Issue #242, opened 2021-02-16
Forcing address stability


martinthomson:
This section seems to be saying two things about a NAT that attempts to rewrite addresses to keep them stable:

1. It won't work, because the NAT needs to know about all connection IDs, including those that have been negotiated without its knowledge.
2. Even if it did work, which would require cooperation with endpoints, it would facilitate amplification attacks.

This is good, but I found it unclear.  It took a few readings to figure it out.

gorryfair:
To what text does #242 relate?

martinthomson:
My apologies.  I managed to edit that out.  [Section 4.8.2](https://quicwg.org/ops-drafts/draft-ietf-quic-manageability.html#name-helping-with-routing-infras).

mirjak:
I made a larger rewrite in PR #257. Waiting for a review from @martinduke, however, I actually have couple of questions and I think there is still some redundancy....

Issue #241, opened 2021-02-16
Are endpoints the ones disabling security?


martinthomson:
> In fact, NAT behavior that relies on CID may instead cause connection failure when endpoints change Connection ID, and disable important protocol security features. 

I don't think so, but the structure of [this sentence](https://quicwg.org/ops-drafts/draft-ietf-quic-manageability.html#section-4.8-1) makes it hard to tell.

mirjak:
We left this open as we didn't merge the bigger NAT section rewrite yet.

PR #272, opened 2021-02-18
Rewrite NAT section to minimum text

mirjak:
Note that the main point about using CID in a NAT can break connectivity was already covered the section "Stateful Treatment of QUIC Traffic". The new section now only covers the NAT for routing stability case.

### DIFF
--- a/draft-ietf-quic-manageability.md
+++ b/draft-ietf-quic-manageability.md
@@ -827,23 +827,25 @@ connectivity breakage later, in case the connection ID changes.
 Use of address rewriting to ensure routing stablity as an approach to
 simplify operational routing conceals client address changes and will
 therefore mask important signals that drive security mechanisms, and
-as auch opens QUIC up to various attacks.
+as such opens QUIC up to various attacks.
 
 While QUIC's migration capability makes it possible for an server to survive
 address changes, this does not work if the routers or switches in the server
-infrastructure rely on address-port 4-tuple as a NAT rebinding or address
+infrastructure route using the address-port 4-tuple. If infrastructure routes on
+addresses only, NAT rebinding or address
 migration will cause packets to be delivered to the wrong server. {{QUIC_LB}}
 described a way to addresses this problem by coordinating the selection and
 use of connection IDs between load-balancers and servers.
 
-An alternative, potentially simpler approach appears to be the use of NAT
-in front of such an infrastructure setup. However, hiding information about the
-change of the IP address or port conceals important and security relevant
+Applying address translation at a middlebox to maintain a stable
+address-port mapping for flows based on connection ID might seem
+like a solution to this problem. However, hiding information about the
+change of the IP address or port conceals important and security-relevant
 information from QUIC endpoints and as such would facilitate amplification
-attacks (see section 9 of {{QUIC-TRANSPORT}}). An NAT function that bleaches
-peer address changes, hinders the other end
-to detect and mitigate these attacks and verify connectivity to the
-new address based on QUIC PATH_CHALLENGE and PATH_RESPONSE frames.
+attacks (see section 9 of {{QUIC-TRANSPORT}}). An NAT function that hides
+peer address changes prevents the other end from
+detecting and mitigating attacks as the endpoint cannot verify connectivity to the
+new address using QUIC PATH_CHALLENGE and PATH_RESPONSE frames.
 
 In addition, a change of IP address or port is also an input signal to other
 internal mechanisms in QUIC. When a path change is detected, path-dependent
--- a/draft-ietf-quic-manageability.md
+++ b/draft-ietf-quic-manageability.md
@@ -824,27 +824,26 @@ breakage later on connection ID change.
 
 ## Address Rewriting to Ensure Routing Stability
 
-If the routers or switches in the server infrastructure rely on address-port
-4-tuple, a NAT rebinding or any other address migration on the client side,
-even if that could be handled by the QUIC server, will cause packets to be
-delivered to the wrong server. In this case it seems tempting to use NAT in
-front of the server infrastructure to provide a stable address 4-tuple,
-rather than changing the deployed routing infrastructure. As the connection
-ID can change and not-yet-used values are not observable on path, this would
-require servers cooperate to inform the NAT of all new connection IDs,
-similarly as described in {{QUIC_LB}} for load balancers. However, this
-approach is not recommended to be used with NAT functions, as hiding address
-changes from a server prevents the server from validating new addresses,
-which would facilitate amplification attacks (see
-{{Section 9 of QUIC-TRANSPORT}}).
+Use of address rewriting to ensure routing stablity as an approach to
+simplify operational routing conceals client address changes and will
+therefore mask important signals that drive security mechanisms, and
+as auch opens QUIC up to various attacks.
 
-For example, an attacker might copy a legitimate QUIC packet and change the
-source address to match its own. In the absence of a bleaching NAT, the
-receiving endpoint would interpret this as a potential NAT rebinding and use a
-PATH_CHALLENGE frame to prove that the peer endpoint is not truly at the new
-address, thus thwarting the attack. A bleaching NAT has no means of sending an
-encrypted PATH_CHALLENGE frame, so it might start redirecting all QUIC traffic
-to the attacker address and thus allow an observer to break the connection.
+While QUIC's migration capability makes it possible for an server to survive
+address changes, this does not work if the routers or switches in the server
+infrastructure rely on address-port 4-tuple as a NAT rebinding or address
+migration will cause packets to be delivered to the wrong server. {{QUIC_LB}}
+described a way to addresses this problem by coordinating the selection and
+use of connection IDs between load-balancers and servers.
+
+An alternative, potentially simpler approach appears to be the use of NAT
+in front of such an infrastructure setup. However, hiding information about the
+change of the IP address or port conceals important and security relevant
+information from QUIC endpoints and as such would facilitate amplification
+attacks (see section 9 of {{QUIC-TRANSPORT}}). An NAT function that bleaches
+peer address changes, hinders the other end
+to detect and mitigate these attacks and verify connectivity to the
+new address based on QUIC PATH_CHALLENGE and PATH_RESPONSE frames.
 
 In addition, a change of IP address or port is also an input signal to other
 internal mechanisms in QUIC. When a path change is detected, path-dependent
--- a/draft-ietf-quic-manageability.md
+++ b/draft-ietf-quic-manageability.md
@@ -820,7 +820,7 @@ If a NAT hits an operational limit, it is recommended to rather drop the
 initial packets of a flow (see also {{sec-filtering}}),
 which potentially triggers a fallback to TCP, than using the connection ID to
 muliplex mulitple connections on the same IP address port pair which risks
-breakage later on connection ID change.
+connectivity breakage later, in case the connection ID changes.
 
 ## Address Rewriting to Ensure Routing Stability
 
--- a/draft-ietf-quic-manageability.md
+++ b/draft-ietf-quic-manageability.md
@@ -780,6 +780,13 @@ in the downstream direction, and vice versa.
 In this section, we review specific network management and measurement
 techniques and how QUIC's design impacts them.
 
+## Passive Network Performance Measurement and Troubleshooting
+
+Limited RTT measurement is possible by passive observation of QUIC traffic;
+see {{sec-rtt}}. No passive measurement of loss is possible with the present
+wire image. Extremely limited observation of upstream congestion may be
+possible via the observation of CE markings on ECN-enabled QUIC traffic.
+
 ## Stateful Treatment of QUIC Traffic {#sec-stateful}
 
 Stateful treatment of QUIC traffic (e.g., at a firewall or NAT middlebox) is
@@ -809,12 +816,40 @@ off the connection ID may therefore cause undetectable and unrecoverable loss
 of state in the middle of a connection. Use of connection ID specifically
 discouraged for NAT applications.
 
-## Passive Network Performance Measurement and Troubleshooting
+If a NAT hits an operational limit, it is recommended to rather drop the
+initial packets of a flow (see allso {{sec-filtering}}),
+which potentially triggers a fallback to TCP, than using the connection ID to
+muliplex mulitple connections on the same IP address port pair which risks
+breakage later on connection ID change.
 
-Limited RTT measurement is possible by passive observation of QUIC traffic;
-see {{sec-rtt}}. No passive measurement of loss is possible with the present
-wire image. Extremely limited observation of upstream congestion may be
-possible via the observation of CE markings on ECN-enabled QUIC traffic.
+## Address Rewriting to Ensure Routing Stability
+
+If the routers or switches in the server infrastructure rely on address-port
+4-tuple, a NAT rebinding or any other address migration on the client side,
+even if that could be handled by the QUIC server, will cause packets to be
+delivered to the wrong server. In this case it seems temping to use NAT in
+front of the server infrastructure to provide a stable address 4-tuple,
+rather than changing the deployed routing infrastructure. As the connection
+ID can change and not-yet-used values are not observable on path, this would
+require servers cooperate to inform the NAT of all new connection IDs,
+similarly as described in {{QUIC_LB}} for load balancers. However, this
+approach is not recommended to be used with NAT functions, as hiding address
+changes from a server prevents the server from validating new addresses,
+which would facilitate amplification attacks (see
+{{Section 9 of QUIC-TRANSPORT}}).
+
+For example, an attacker might copy a legitimate QUIC packet and change the
+source address to match its own. In the absence of a bleaching NAT, the
+receiving endpoint would interpret this as a potential NAT rebinding and use a
+PATH_CHALLENGE frame to prove that the peer endpoint is not truly at the new
+address, thus thwarting the attack. A bleaching NAT has no means of sending an
+encrypted PATH_CHALLENGE frame, so it might start redirecting all QUIC traffic
+to the attacker address and thus allow an observer to break the connection.
+
+In addition, a change of IP address or port is also an input signal to other
+internal mechanisms in QUIC. When a path change is detected, path-dependent
+variables like congestion control parameters will be reset protecting
+the new path from overload.
 
 ## Server Cooperation with Load Balancers {#sec-loadbalancing}
 
@@ -822,7 +857,42 @@ In the case of content distribution networking architectures including load
 balancers, the connection ID provides a way for the server to signal information
 about the desired treatment of a flow to the load balancers. Guidance on
 assigning connection IDs is given in
-{{?QUIC-APPLICABILITY=I-D.ietf-quic-applicability}}.
+{{?QUIC-APPLICABILITY=I-D.ietf-quic-applicability}} and {{QUIC_LB}}
+describes a system for coordinating selection and use of connection IDs between
+load-balancers and servers.
+
+## Filtering behavior {#sec-filtering}
+
+{{?RFC4787}} describes possible packet filtering behaviors that relate to NATs.
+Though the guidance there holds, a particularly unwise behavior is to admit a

---+---

▸ WORK TASK:
Within the material above, copy exactly the lines from the line that holds "Are endpoints the ones disabling security?" up to and including the line that holds "protocol security features.".

▸ REPLY TO THE EXERCISE:
Are endpoints the ones disabling security?


martinthomson:
> In fact, NAT behavior that relies on CID may instead cause connection failure when endpoints change Connection ID, and disable important protocol security features. 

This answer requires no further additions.